Janice from Washington, writes:
Our 8-year-old son, Sandy, is an athletic, fun-loving boy. Our worries used to be limited to his dare-devil skateboarding and his struggle with reading in his second-grade class. We were upset to discover recently that he has been doing a bit of stealing (nothing major, but still it’s stealing.) He stole a Pokemon card from one boy, stole a $5 bill from us, stole some change from a friend, and another time jimmied a vending machine and hit the jackpot. (We made him take it back.) Of course, he has lied about it every time. Each time, we’ve talked with him and explained that it’s wrong and it will cost him friends. He seems to understand, but then he does it again. We’ve taken away all sorts of privileges, but obviously that isn’t working. We know we need to change our strategy.
My husband thinks Sandy has a sense of entitlement because we give him too much. But we don’t give him allowance, and I’m wondering if he’s stealing because he doesn’t have enough autonomy or access to money. We have given him money for special chores, but to be honest, we haven’t really been great about letting him spend his money the way he wants. We hate to see him waste it on junk.

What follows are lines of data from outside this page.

PR #563, opened 2022-06-29
Fix error type for HTTP 1.0

### LINKED ISSUE #558: Uncaught error when not running on EC2
I am seeing a sporadic error in `ec2_instance_metadata` when not running on EC2. Sometimes it correctly returns `nothing` and sometimes it throws an IOError instead:

```
julia> AWS.ec2_instance_metadata("")

julia> AWS.ec2_instance_metadata("")

julia> AWS.ec2_instance_metadata("")
ERROR: IOError(Base.IOError("connect: host is down (EHOSTDOWN)", -64) during request(http://169.254.169.254))
...
```

It seems to happen when I run the calls in quick succession, the first few succeed and then an error is thrown.

It seems like the [error being caught](https://github.com/JuliaCloud/AWS.jl/blob/d52c6391dd676e659d3b58f90ab81292fedc7db0/src/AWSCredentials.jl#L219) might also need to include IOError to cover this case, but I'm not sure of the implications so didn't want to assume that's the case.

FWIW, I am running on my local laptop:

```
julia> versioninfo()
Julia Version 1.7.3
Commit 742b9abb4d (2022-05-06 12:58 UTC)
Platform Info:
  OS: macOS (x86_64-apple-darwin21.4.0)
  CPU: Intel(R) Core(TM) i9-9980HK CPU @ 2.40GHz
  WORD_SIZE: 64
  LIBM: libopenlibm
  LLVM: libLLVM-12.0.1 (ORCJIT, skylake)
```

JackDunnNZ:
Fixes #558, ref https://github.com/JuliaCloud/AWS.jl/issues/558#issuecomment-1157957784

### DIFF
--- a/src/AWSCredentials.jl
+++ b/src/AWSCredentials.jl
@@ -216,7 +216,7 @@ function ec2_instance_metadata(path::AbstractString)
     request = try
         @mock HTTP.request("GET", uri; connect_timeout=1)
     catch e
-        if e isa HTTP.ConnectionPool.ConnectTimeout
+        if e isa HTTP.ConnectError
             nothing
         else
             rethrow()
--- a/test/patch.jl
+++ b/test/patch.jl
@@ -129,7 +129,10 @@ end
 _instance_metadata_timeout_patch = @patch function HTTP.request(
     method::String, url; kwargs...
 )
-    return throw(HTTP.ConnectionPool.ConnectTimeout("169.254.169.254", "80"))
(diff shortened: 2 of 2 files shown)


quinnj (approved):
Thanks @JackDunnNZ!

quinnj:
bors try

mattBrzezinski:
@quinnj gave you perms so you should be able to merge now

Could a change in friends and sports have something to do with the stealing? Sandy’s friends all began to play football at recess this year, and even though he’s athletic, he’s doesn’t want to play, so his once large group of friends has shrunk. He’s pretty much only got one friend now, and it’s a boy from a rather wealthy family that’s kind of messed up. Our home life has not changed except that in an effort to expand Sandy’s peer group and make him successful in something that he does well, we signed him up for hockey. He enjoys it, but it is a bit much-every week for 5 hours.
Sandy used to be a very honest person. I still think that he is basically honest, but with these instances of stealing and then lying about it, I’m not always convinced he is telling the truth anymore.
Why would he do this and what can we do about it?
Before I address the particulars of Sandy’s, situation, and the reasons why he might be stealing and lying right now, let me say that all children lie sometimes, particularly when they are confronted by their parents with wrong-doing. It is also the case that a majority of children cheat in certain situations and most experiment with taking things that don’t belong to them. (Didn’t you or your husband ever steal something as a child?) Children lie and steal for six main reasons:
- They are big enough to try something new and they now have the cognitive ability to maintain two different realities in their brains: the true story and the made-up story. Being able to deliberately choose to lie is exactly evidence of mental development. (Small children make up "tall tales" because they cannot yet distinguish between reality and fantasy).
- Lying, stealing and cheating are a way of exercising power in the world, and all human beings like to feel powerful.
- Kids get overwhelmed by their feelings, by yearning and envy for something they really want, like a rare Pokemon card, and don’t know how to arrange to get it except by stealing.
- Children under ten years old do not yet have the levels of moral judgment to understand the underlying reasons for rules and laws, so they try to circumvent them.
- Children lie to their parents to avoid feelings of shame and to try, sometimes desperately, to make sure their parents keep loving them.
- Finally, some children lie because they see their parents telling "white lies" a lot and they sometimes see their parents take things that don’t belong to them.
Even if lying and stealing are normal childhood behaviors, you are right to be a bit concerned about your son because he is under some internal pressure right now. His behavior has changed and your punishments haven’t stopped his behavior. So, what’s going on? Has he suddenly become an entitled boy? Is this evidence of his being spoiled? I don’t believe so, but what you tell me about his school situation tell me that he is feeling sad, envious and angry inside. Sad, because he has lost his friends at school; confused because he has also lost some status in school; envious because he thinks his only friend has so much more than he does, and angry, because he doesn’t know how to feel good about himself again and his parents won’t let him use his own money to restore his good feelings about himself.
I don’t believe that he just "doesn’t want to play" football at recess. My guess is that he gets frightened during the games or worries that he is not good enough, or that something has happened in the group of boys in second grade. Perhaps a powerful boy has emerged in the group and he doesn’t like Sandy. Perhaps he has pushed Sandy out of the group. That is not something Sandy would tell you voluntarily, because he likely feels ashamed about what happened (if it happened as I imagine).
Sandy is now down to only one friend, and my guess is that that boy boasts about his money and possessions to make himself feel better; unfortunately, his boasting is making Sandy feel worse; it is making him wish he had more stuff. Unfortunately, he has no way to get it because his mom and dad, for reasons of principle, won’t let him use his own money to buy things he really values. Collecting cards such Pokemon or baseball cards has been a traditional way of eight-year-old boys building their self-esteem for as long as I can remember. It helps them build memory and negotiating skills.
My suggestions are to check with his teacher about what has happened with the boys’ group in second grade, start arranging (or at least supporting) one-on-one play dates with some of his former friends-and, perhaps, with their parents as well. Finally, you should allow him to use some of his money to buy cards and candy. After all, we all like the freedom to use our money the way we see fit. What’s the point of having money if we can’t ever spend a bit of it on indulgences?